There were 2,905 households, out of which 35.8% had children under the age of 18 living with them, 35.5% were married couples living together, 31.4% had a female householder with no husband present, and 28.5% were non-families. 24.1% of all households were made up of individuals, and 8.8% had someone living alone who was 65 years of age or older. The average household size was 2.65 and the average family size was 3.13.

In the CDP, the population was spread out, with 30.8% under the age of 18, 8.8% from 18 to 24, 26.2% from 25 to 44, 21.9% from 45 to 64, and 12.3% who were 65 years of age or older. The median age was 33 years. For every 100 females, there were 88.0 males. For every 100 females age 18 and over, there were 80.4 males.
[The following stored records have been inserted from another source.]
PR #3678, opened 2020-03-18
Check for undefined

ryanbrandenburg:
`showWarningMessage` returns undefined in the case that the selection from the message is to press the `x` instead of one of the 'option' buttons, which causes an Error without some sort of check.


ajaybhargavb:
@JoeRobich

Issue #3664, opened 2020-03-14
C# plugin hangs and cause high CPU usage while opening a big project 


heshuimu:
## Issue Description ##
Since C# plugin 1.21.13, the C# plugin seems to hang when I open a project with more than 700 files. There is also a side effect that causes `extensionHosts` to max out a single CPU core. It can be reproduced 100% of the time and I have not experience the hang to finish at any point. 

**EDIT: ** My project is a Unity project

1.21.12 was the last version that was working properly for me. 

## Steps to Reproduce ##
1. Open my project with C# plugin 1.21.13 or 1.21.14 installed
2. Observe OmniSharp log to stop at a point
3. Observe `extensionHosts` using nearly 100 unit of CPU
![image](https://user-images.githubusercontent.com/7824592/76670500-d5694a80-655e-11ea-92b9-3fec00089d53.png)

## Expected Behavior ##
Project loads properly (Omnisharp prints "solution initialized") in about a minute, Code Lens and jump to declaration works properly. 

## Actual Behavior ##
Project does not finish loading, Reference Code Lens does not appear and jump to declaration does not work.

### OmniSharp log ###
The log contains file names to an already-live project, so I am hesitant to share. 
In summary, the log stops at the same line of text every time when the issue occurs.

### C# log ###
None

## Environment information ##

**VSCode version**: 1.43.0
**C# Extension**: 1.21.13

<details><summary>Mono Information</summary>
        OmniSharp using global mono :6.8.0</details>
<details><summary>Dotnet Information</summary>
.NET Core SDK (reflecting any global.json):
 Version:   3.0.101
 Commit:    bc5f8df0f5

Runtime Environment:
 OS Name:     Mac OS X
 OS Version:  10.15
 OS Platform: Darwin
 RID:         osx.10.15-x64
 Base Path:   /usr/local/share/dotnet/sdk/3.0.101/

Host (useful for support):
  Version: 3.0.1
  Commit:  32085cbc72

.NET Core SDKs installed:
  2.1.103 [/usr/local/share/dotnet/sdk]
  2.1.505 [/usr/local/share/dotnet/sdk]
  3.0.101 [/usr/local/share/dotnet/sdk]

.NET Core runtimes installed:
  Microsoft.AspNetCore.All 2.1.9 [/usr/local/share/dotnet/shared/Microsoft.AspNetCore.All]
[...]

PR #3679, opened 2020-03-18
Make launchSettings.json search performant.

NTaylorMullen:
- Stopped globbing for the `launchSettings.json` and instead we search for it at the root and in the Properties folder.

Fixes omnisharp/omnisharp-vscode#3664

@danroth27 is this awful? I don't think people move this file around all that much so wanted to take the approach that impacted O# the least.

### DIFF
--- a/src/omnisharp/utils.ts
+++ b/src/omnisharp/utils.ts
@@ -4,7 +4,6 @@
  *--------------------------------------------------------------------------------------------*/
 
 import * as fs from 'fs-extra';
-import * as glob from 'glob';
 import { OmniSharpServer } from './server';
 import * as path from 'path';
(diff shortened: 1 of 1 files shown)


NTaylorMullen:
> looks reasonable to me. this should be shipped asap I think given the amount of issue we got 😀

Agree, I pinged @danroth27 offline to get the thumbs up from him to be sure I'm not making a big mistake here 😆

danroth27:
Sounds fine to me, but I think this is really @KathleenDollard's area.

NTaylorMullen:
Closing this in favor of https://github.com/OmniSharp/omnisharp-vscode/pull/3681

The median income for a household in the CDP was $26,689, and the median income for a family was $30,118. Males had a median income of $29,000 versus $23,866 for females. The per capita income for the CDP was $14,243. About 22.4% of families and 22.9% of the population were below the poverty line, including 33.7% of those under age 18 and 13.8% of those age 65 or over.
==Education==
The CDP is mostly within the Saginaw City School District. Portions south of Hess Avenue are within the Bridgeport-Spaulding Community School District.